A Mãezinha tomou-me em seus braços. Ao tempo que me acariciava, juntou os lábios delas aos meus. Foi um sinal de alimento celeste; encheu-me, fiquei forte.

– Minha filha – dizia ela – dá ao mundo a vida que de mim recebes. A ti o confiei, eu e Jesus, em ti o guardamos, está fechado em teu coração. Não temas, não te é roubado por satanás. Dás às almas que te rodeiam e a quem amas a graça, a pureza e o amor que de mim recebes. Diz-lhes que tudo lhes manda a Mãe de Jesus. Assim como passa dos meus lábios para os teus, tudo passará dos teus para os deles. Com um beijo teu tudo receberão. Quando, com este pensamento de dares o que te dou, beijares alguém, é o Espírito Santo que te inspira, é para essa alma receber o que agora te dou.

Neste momento veio Jesus, fiquei entre Ele e a Mãezinha como numa fornalha de fogo vivo. E dizia-me:

– Vive, vive, filha amada, vive com esta vida do céu. Recebe e ama. Sofre e dá amor. A dor e o amor são o triunfo de todo o combate. Coragem, o teu calvário é o de maior salvação. Nenhuma gota do teu sangue se perderá; é por meu amor, é para as almas.
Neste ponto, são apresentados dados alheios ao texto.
PR #616, opened 2019-02-07
Non-canonical sorting for bit2fasm

litghost:


Makefile
```diff
@@ -7,7 +7,7 @@ env:
 	$(IN_ENV) pip install -r requirements.txt
 	$(IN_ENV) pip install -r docs/requirements.txt
 	ln -sf $(PWD)/prjxray env/lib/python3.*/site-packages/
-	ln -sf $(PWD)/third_party/fasm/fasm.py env/lib/python3.*/site-packages/
+	ln -sf $(PWD)/third_party/fasm/ env/lib/python3.*/site-packages/
```
mithro: Lets merge this, but we should probably be using something like `$(IN_ENV) pip install --develop third_party/fasm`.

litghost: It still is not passing, different symptom, similiar failure:

```
==================================== ERRORS ====================================
______________________ ERROR collecting utils/bit2fasm.py ______________________
utils/bit2fasm.py:8: in <module>
    import fasm.output
E   ModuleNotFoundError: No module named 'fasm.output'
 generated xml file: /home/travis/build/SymbiFlow/prjxray/build/py_test_results.xml 
!!!!!!!!!!!!!!!!!!! Interrupted: 1 errors during collection !!!!!!!!!!!!!!!!!!!!
=========================== 1 error in 0.50 seconds ============================
make: *** [test-py] Error 2
The command "make test-py" exited with 2.
```

PR #619, opened 2019-02-07
Fix frame initialization regression.

litghost:


mithro:
Needs `make format`, otherwise LGTM.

Deixei Jesus e a Mãezinha. Passados uns momentos, voltei para Eles e fiquei por algum tempo como que a dormir naquela fornalha de amor. Com as horas que passaram já tudo fugiu. Sinto-me no cimo do meu calvário a bradar ao céu:

– Estou sozinha, estou sozinha. Sustentai-me, Jesus, amparai-me, Mãezinha, não me deixeis cair.